Martha turned around from going through a rack of medieval dresses to see Alexandra holding a gown against her body. It was light pink and silk and reminded Martha of dresses an elf princess would wear, with a v neckline and small white stones creating patterns on its empire waist and leaving her arms bare.

Despite it being a lovely dress, she shook her head. ''You're already pale. They'll think you're glowing.''

The Time Lady considered this and shrugged. ''As long as they don't mean it in a bad way,'' she remarked, dropping the gown nonetheless on a fast growing pile of previously discarded dresses in the middle of the floor. The two had relocated to the TARDIS wardrobe to find the appropriate outfit for her to wear… but Martha hadn't thought her plan through that well. Given the chance to look for clothes in _there_, she would probably drown in all the garments rather than find something appropriate to wear.

''Haven't you ever gone to a black tie event?'' she asked the Time Lady as the later groaned from behind a rack of floor-length gowns. ''You are 200 years old, surely you must have.''

''I have, but being a professor in the 51st century requires a _slightly_ different dress code when it comes to those.''

''Haven't you gone to an event in the 21st?''

''Once, but I looked 14, and it was more of a royal wedding than a black tie event.''

Martha changed racks, but what her companion had said made her frown. ''Wait a minute, you're a professor?''

Alexandra looked up and smiled. ''Genetics, Luna University. They keep the seat warm in case I go back – you know, time travel and all.'' Her smile slightly fell. ''Sometimes even _I _don't know when I will go back.''

''The Doctor doesn't seem to stand still wherever he goes, how come you stayed somewhere long enough to become a professor?''

The question seemed to amuse her friend, for she leaned a little closer to Martha over the rack. ''I'm not the Doctor,'' she said in a conspiratory whisper and disappeared behind the rack once again, the sound of metal dragged across metal the only sound between them.

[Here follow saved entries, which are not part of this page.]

PR #171, opened 2020-10-17
Rewrite the Makefile

SebastianMestre:
I rewrote the Makefile. I think it is not only nicer to read, but also nicer to use.

You can now specify a build mode. The options are 'debug' (for debugging) and 'tuning' (for performance work). If no mode is provided, or the mode is not recognized, release mode is assumed.

usage examples

```shell
make interpreter MODE=tuning
make tests MODE=debug
make -j # implicitly a release (optimized) build
```

The various build modes set different compiler flags, suitable for their purposes. They put their build files in separate directories, as to avoid having to rebuild from scratch when going from one build mode to another.

Also: the target `test_program` is now called `tests`, the executable `run_tests`, and the build pretty-prints each file it starts to build.


lushoBarlett (approved):
That's new tech! Amazing. Also it's great that you moved the Makefile to root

Martha frowned. ''Then why did you leave?''

Hangers stilled over the metal railing, and the human was concerned her question had struck a raw nerve. ''Not by choice,'' was the reply she was given.

She couldn't say she was relieved by that answer. But it had been so rare for her to have a conversation with someone else these past days _but_ the Doctor, and she hardly knew anything about Alexandra apart from the fact that she and the Doctor had an affinity for bantering. She wouldn't press her on the matter, but she did have to get something off her chest. ''The Doctor told me how your planet got destroyed. I'm sorry.''

Martha half-expected another silence, but instead, the Time Lady gave her a small smile. ''Thank you, Martha Jones.''

''Did you know the Doctor before the Time War?''

To her surprise, the Time Lady chuckled. ''Oh no, that would be a _tiny_ bit impossible. I grew up off planet.''

Martha's eyebrows shot upwards. ''Really?''

Alexandra shrugged. ''Yeah. I was… a nun, so to speak. During the war, someone left me to a sisterhood on a planet close to Gallifrey, Karn. Well, close, so to speak… But I grew up with them and I became part of the sisterhood.''

''Then how did you meet the Doctor?''

''I… ended up on Earth in this century, a totally different person than I was before, and he helped me out of a difficult situation I had found myself in, totally by accident. And he helped me become who I was supposed to be.''

Martha frowned. ''That sounds deep, how come you didn't travel with him afterwards?''

The mere question seemed to drain the Time Lady's eyes of any colour. Suddenly, she seemed keen to avoid her gaze. ''Remember how I said that some information came to light?'' At her nod, Alexandra clasped her hands in front of her, tapping at her knuckles with her index finger. She seemed extremely torn, as if contemplating whether telling her would be the best idea or not. It felt like eternity had passed when she finally broke and threw her hands up in frustration. ''It's very complicated, I shouldn't bother you with it-''

''B-but I want to know!'' she offered. ''If it's only between you and the Doctor, you'll never get it off your chest.''

Alexandra pursed her lips in thought, contemplating her words, before giving a sigh. ''I am the daughter of one of his friends.''

It took nearly a minute for the news to settle, but when it finally did, Martha's eyes widened. ''No way.''

''Yes way,'' Alexandra nodded vigorously.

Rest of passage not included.